Synopsis of Good Friday, 1613

Man on horseThe context of Good Friday, 1613. Riding Westward is explained in the poem itself, unusually for Donne. He has been forced to ride out on some business matter on a Good Friday. Normally, he would have preferred to spend the day in quiet meditation on Christ's death, since in the Christian calendar, that is the day on which Christ was crucified. The day is fixed from the Jewish Feast of Passover, which would fall on the Sabbath (Saturday). The Gospel-accounts state that Jesus' crucifixion fell on the day before that Sabbath Mark 15:42; Luke 23:54. Special services would have been held in Anglican churches but the poet is unable to participate.

Moreover, he finds himself riding westward. This sense of geography is important, since the site of the crucifixion, Jerusalem, lies due east. He is thus riding directly away from the direction to which his mind would want to turn. In fact, he appears to be turning his back on it. But the back is the place where punishment occurs, in the sense of flogging or whipping, so in the end he sees it as appropriate.
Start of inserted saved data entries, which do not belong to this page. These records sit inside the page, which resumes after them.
Issue #955, opened 2023-04-14
[Bug] Entity Detail failed to update when recordings are created


tthvo:
## Current Behavior:

Crash with error view saying template is not defined.

## Expected Behavior:

Recording counts should be updated normally.

## Screenshots

![Screenshot from 2023-04-14 15-38-58](https://user-images.githubusercontent.com/68053619/232140056-ec9cf214-74c1-4394-ac81-c0ac1ceb827d.png)

tthvo:
I think I accidentally removed the common handler for Active/Archived recordings when cleaning up UploadedArchives and it switch case leaks through EventTemplate. Will add it back.

tthvo:
Very fortunate that we have an error boundary to see the error :))

PR #958, opened 2023-04-14
fix(topology): fix resource update in entity detail view

tthvo:
# Welcome to Cryostat! 👋

Fixes: #955 

## Description of the change:

- [x] Add back patchFn for active and archived recording (missing due to refactors).
- [x] Do not show expanded view when there is an error.
- [x] Fix observable being cancelled on error. This causes the resource table to not update.  

## Motivation for the change:

See #955

### DIFF
--- a/src/app/Topology/Shared/Entity/EntityDetails.tsx
+++ b/src/app/Topology/Shared/Entity/EntityDetails.tsx
@@ -84,6 +84,7 @@ import {
   getExpandedResourceDetails,
   getLinkPropsForTargetResource,
   mapSection,
+  Nothing,
   TargetOwnedResourceType,
   TargetOwnedResourceTypeAsArray,
   TargetRelatedResourceType,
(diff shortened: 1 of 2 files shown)


tthvo:
What a painful lession with Observable :)) Errors make the entire observable chain to cancel and nothing updates (need to chain a catchError).

Also, one question is: since we have Podman discovery + JDP, the same target is represented twice with different connectionURL. This causes the resource table not to update (if choose target 1.1) when u try to create a recording in target 1.2. Maybe is there another way to check? JvmID? The event sends only connectionURL tho.

andrewazores:
> Also, one question is: since we have Podman discovery + JDP, the same target is represented twice with different connectionURL. This causes the resource table not to update (if choose target 1.1) when u try to create a recording in target 1.2. Maybe is there another way to check? JvmID? The event sends only connectionURL tho.

Let's put a task for the next release that all events like this that currently only emit the connectionUrl should also emit the JvmId. That should help solve these cases properly.

andrewazores (approved):

Issue #997, opened 2023-04-26
[Bug] Error popover is not showing when uploading labels


tthvo:
## Current Behavior:

After https://github.com/cryostatio/cryostat-web/pull/624, there is a popover that will show if any metadata files are invalid. However, it no longer shows.

## Expected Behavior:

Error popover should show if any metadata files are invalid.

## Steps To Reproduce:
1. With latest cryostat image, launch Cryostat.
2. Go to Archives and click Upload.
3. Expand metadata options and try uploading any invalid metadata files (a valid ones are usually downloaded with recordings and invalid ones can be any files with invalid JSON).
4. Notice how the popover does not show.
5. However, use browser inspector to check that the DOM node is mounted but popper css applies a hidden rule to the DOM.

## Anything else

There seems to be issues with mounting the upload modal on `portalRoot`. Somehow, the popper sees the button as clipped/hidden and apply `data-popper-reference-hidden` attribute to the popper div.

```css
/* Hide the popper when the reference is hidden */
#popper[data-popper-reference-hidden] {
  visibility: hidden;
  pointer-events: none;
}
```

See: https://popper.js.org/docs/v2/modifiers/hide/

PR #998, opened 2023-04-26
fix(uploads): fix archive upload modal invalid labels popover 

maxcao13:
# Welcome to Cryostat! 👋

Fixes: #997

## Description of the change:
The change reverts ArchiveUploadModal to append to document body for the popover to show again. I cannot figure out quite the reason why appending the modal to portalRoot makes popperjs think that the popper is being cutoff in some way.

According to an [article](https://dev.to/atomiks/everything-i-know-about-positioning-poppers-tooltips-popovers-dropdowns-in-uis-3nkl) I read: 
```
Popper attaches attributes in the following cases:

    data-popper-escaped: When the popper escapes the reference element's clipping container (it appears detached)
    data-popper-reference-hidden: When the reference element is hidden from view (it appears attached to nothing)
```
But it doesn't seem the reference is ever hidden from view, even when the expandedContent is expanded, and it doesn't make sense why having the modal append to portalRoot vs root/body would add these attributes.

For now, appending the modal to document body is completely ok.

The change also shows the popover if invalid jsons that dont have the `label` field are uploaded.

## How to manually test:
1. go to `Archives` -> `Upload` -> Test out bad metadata json files e.g. `{ASDfsadf}` and `{"labels":{"asdf"""":"asdf"}}`

### DIFF
--- a/locales/en/public.json
+++ b/locales/en/public.json
@@ -274,6 +274,10 @@
       "TITLE": "Quick Starts"
     }
   },
+  "RecordingLabelFields": {
+    "INVALID_UPLOADS_one": "The following file did not contain valid recording metadata:",
+    "INVALID_UPLOADS_other": "The following files did not contain valid recording metadata:"
+  },
   "SETTINGS": {
     "AUTO_REFRESH": {
       "CHECKBOX_LABEL": "Enabled",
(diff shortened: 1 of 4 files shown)


tthvo (approved):
Looks good! Very weird with `Popper.js` indeed.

He deserves punishment for his sins.

A meditation

The poem thus does become a meditation, one done almost by default, yet the more powerful for that. It is a poem which grows in appeal. There is nothing immediately attractive about it, but the use of imagery and argument seems in the end so appropriate that it has to be reckoned as one of Donne's greatest religious poems.

Investigating Good Friday, 1613
  • At what stage in Donne's life was Good Friday, 1613 written?
    • What was the significance of Good Friday for him?
  • Have you ever had to go somewhere quite the opposite of where you really wanted to go?
    • Can you remember your feelings?